EXERCISE: Repeat the records. Leave nothing out.

DATA SUPPLIED:

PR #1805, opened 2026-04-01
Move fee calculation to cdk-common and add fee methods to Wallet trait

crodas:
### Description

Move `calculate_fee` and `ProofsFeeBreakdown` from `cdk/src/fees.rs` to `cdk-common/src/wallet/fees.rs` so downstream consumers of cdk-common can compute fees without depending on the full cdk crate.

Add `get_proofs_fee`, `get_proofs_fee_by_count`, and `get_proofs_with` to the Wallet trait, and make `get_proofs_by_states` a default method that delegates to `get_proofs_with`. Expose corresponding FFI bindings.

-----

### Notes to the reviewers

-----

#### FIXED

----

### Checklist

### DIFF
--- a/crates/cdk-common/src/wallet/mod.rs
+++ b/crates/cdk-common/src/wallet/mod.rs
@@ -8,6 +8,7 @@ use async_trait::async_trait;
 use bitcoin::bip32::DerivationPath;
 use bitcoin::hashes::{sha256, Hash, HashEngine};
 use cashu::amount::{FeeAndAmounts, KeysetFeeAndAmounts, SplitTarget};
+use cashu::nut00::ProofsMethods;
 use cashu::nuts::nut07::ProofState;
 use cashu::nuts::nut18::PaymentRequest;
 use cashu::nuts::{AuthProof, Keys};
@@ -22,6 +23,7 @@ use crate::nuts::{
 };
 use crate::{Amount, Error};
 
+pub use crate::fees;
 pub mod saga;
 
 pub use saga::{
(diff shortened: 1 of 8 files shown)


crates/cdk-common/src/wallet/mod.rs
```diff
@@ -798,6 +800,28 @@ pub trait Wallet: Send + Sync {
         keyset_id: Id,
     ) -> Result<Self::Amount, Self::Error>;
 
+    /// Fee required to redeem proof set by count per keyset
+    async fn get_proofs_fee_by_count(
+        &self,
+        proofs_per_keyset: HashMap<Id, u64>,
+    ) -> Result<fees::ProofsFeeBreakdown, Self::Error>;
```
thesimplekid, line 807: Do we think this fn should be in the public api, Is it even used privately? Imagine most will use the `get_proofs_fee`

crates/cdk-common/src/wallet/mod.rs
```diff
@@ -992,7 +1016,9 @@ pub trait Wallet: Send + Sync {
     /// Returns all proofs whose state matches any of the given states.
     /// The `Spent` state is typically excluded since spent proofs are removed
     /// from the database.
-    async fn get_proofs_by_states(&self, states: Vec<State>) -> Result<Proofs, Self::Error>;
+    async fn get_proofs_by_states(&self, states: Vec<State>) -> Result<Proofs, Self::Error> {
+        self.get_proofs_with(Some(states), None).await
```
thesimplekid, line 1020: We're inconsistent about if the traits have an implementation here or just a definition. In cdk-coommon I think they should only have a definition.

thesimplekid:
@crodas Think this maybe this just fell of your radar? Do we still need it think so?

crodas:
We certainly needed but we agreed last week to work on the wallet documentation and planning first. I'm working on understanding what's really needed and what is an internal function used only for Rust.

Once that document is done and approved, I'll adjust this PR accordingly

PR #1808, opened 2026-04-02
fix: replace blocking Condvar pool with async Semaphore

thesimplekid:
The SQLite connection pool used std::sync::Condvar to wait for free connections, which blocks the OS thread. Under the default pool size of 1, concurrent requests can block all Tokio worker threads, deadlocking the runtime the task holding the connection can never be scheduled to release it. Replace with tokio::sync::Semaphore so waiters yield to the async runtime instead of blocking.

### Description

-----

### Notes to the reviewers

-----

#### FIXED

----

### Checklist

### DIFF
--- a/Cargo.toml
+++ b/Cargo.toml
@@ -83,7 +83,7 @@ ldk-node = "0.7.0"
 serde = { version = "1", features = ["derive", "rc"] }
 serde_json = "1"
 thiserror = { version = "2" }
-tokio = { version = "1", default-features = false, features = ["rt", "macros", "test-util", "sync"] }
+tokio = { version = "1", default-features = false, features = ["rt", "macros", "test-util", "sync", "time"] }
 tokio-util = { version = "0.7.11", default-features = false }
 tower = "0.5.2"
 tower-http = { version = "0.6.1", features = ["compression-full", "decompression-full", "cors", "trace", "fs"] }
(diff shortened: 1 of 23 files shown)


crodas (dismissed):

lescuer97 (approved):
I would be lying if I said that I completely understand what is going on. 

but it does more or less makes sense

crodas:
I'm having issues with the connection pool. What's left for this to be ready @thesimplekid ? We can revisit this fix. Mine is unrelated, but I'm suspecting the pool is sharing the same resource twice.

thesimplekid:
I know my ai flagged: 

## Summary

TASK RESPONSE:
PR #1805, opened 2026-04-01
Move fee calculation to cdk-common and add fee methods to Wallet trait

crodas:
### Description

Move `calculate_fee` and `ProofsFeeBreakdown` from `cdk/src/fees.rs` to `cdk-common/src/wallet/fees.rs` so downstream consumers of cdk-common can compute fees without depending on the full cdk crate.

Add `get_proofs_fee`, `get_proofs_fee_by_count`, and `get_proofs_with` to the Wallet trait, and make `get_proofs_by_states` a default method that delegates to `get_proofs_with`. Expose corresponding FFI bindings.

-----

### Notes to the reviewers

-----

#### FIXED

----

### Checklist

### DIFF
--- a/crates/cdk-common/src/wallet/mod.rs
+++ b/crates/cdk-common/src/wallet/mod.rs
@@ -8,6 +8,7 @@ use async_trait::async_trait;
 use bitcoin::bip32::DerivationPath;
 use bitcoin::hashes::{sha256, Hash, HashEngine};
 use cashu::amount::{FeeAndAmounts, KeysetFeeAndAmounts, SplitTarget};
+use cashu::nut00::ProofsMethods;
 use cashu::nuts::nut07::ProofState;
 use cashu::nuts::nut18::PaymentRequest;
 use cashu::nuts::{AuthProof, Keys};
@@ -22,6 +23,7 @@ use crate::nuts::{
 };
 use crate::{Amount, Error};
 
+pub use crate::fees;
 pub mod saga;
 
 pub use saga::{
(diff shortened: 1 of 8 files shown)


crates/cdk-common/src/wallet/mod.rs
```diff
@@ -798,6 +800,28 @@ pub trait Wallet: Send + Sync {
         keyset_id: Id,
     ) -> Result<Self::Amount, Self::Error>;
 
+    /// Fee required to redeem proof set by count per keyset
+    async fn get_proofs_fee_by_count(
+        &self,
+        proofs_per_keyset: HashMap<Id, u64>,
+    ) -> Result<fees::ProofsFeeBreakdown, Self::Error>;
```
thesimplekid, line 807: Do we think this fn should be in the public api, Is it even used privately? Imagine most will use the `get_proofs_fee`

crates/cdk-common/src/wallet/mod.rs
```diff
@@ -992,7 +1016,9 @@ pub trait Wallet: Send + Sync {
     /// Returns all proofs whose state matches any of the given states.
     /// The `Spent` state is typically excluded since spent proofs are removed
     /// from the database.
-    async fn get_proofs_by_states(&self, states: Vec<State>) -> Result<Proofs, Self::Error>;
+    async fn get_proofs_by_states(&self, states: Vec<State>) -> Result<Proofs, Self::Error> {
+        self.get_proofs_with(Some(states), None).await
```
thesimplekid, line 1020: We're inconsistent about if the traits have an implementation here or just a definition. In cdk-coommon I think they should only have a definition.

thesimplekid:
@crodas Think this maybe this just fell of your radar? Do we still need it think so?

crodas:
We certainly needed but we agreed last week to work on the wallet documentation and planning first. I'm working on understanding what's really needed and what is an internal function used only for Rust.

Once that document is done and approved, I'll adjust this PR accordingly

PR #1808, opened 2026-04-02
fix: replace blocking Condvar pool with async Semaphore

thesimplekid:
The SQLite connection pool used std::sync::Condvar to wait for free connections, which blocks the OS thread. Under the default pool size of 1, concurrent requests can block all Tokio worker threads, deadlocking the runtime the task holding the connection can never be scheduled to release it. Replace with tokio::sync::Semaphore so waiters yield to the async runtime instead of blocking.

### Description

-----

### Notes to the reviewers

-----

#### FIXED

----

### Checklist

### DIFF
--- a/Cargo.toml
+++ b/Cargo.toml
@@ -83,7 +83,7 @@ ldk-node = "0.7.0"
 serde = { version = "1", features = ["derive", "rc"] }
 serde_json = "1"
 thiserror = { version = "2" }
-tokio = { version = "1", default-features = false, features = ["rt", "macros", "test-util", "sync"] }
+tokio = { version = "1", default-features = false, features = ["rt", "macros", "test-util", "sync", "time"] }
 tokio-util = { version = "0.7.11", default-features = false }
 tower = "0.5.2"
 tower-http = { version = "0.6.1", features = ["compression-full", "decompression-full", "cors", "trace", "fs"] }
(diff shortened: 1 of 23 files shown)


crodas (dismissed):

lescuer97 (approved):
I would be lying if I said that I completely understand what is going on. 

but it does more or less makes sense

crodas:
I'm having issues with the connection pool. What's left for this to be ready @thesimplekid ? We can revisit this fix. Mine is unrelated, but I'm suspecting the pool is sharing the same resource twice.

thesimplekid:
I know my ai flagged: 

## Summary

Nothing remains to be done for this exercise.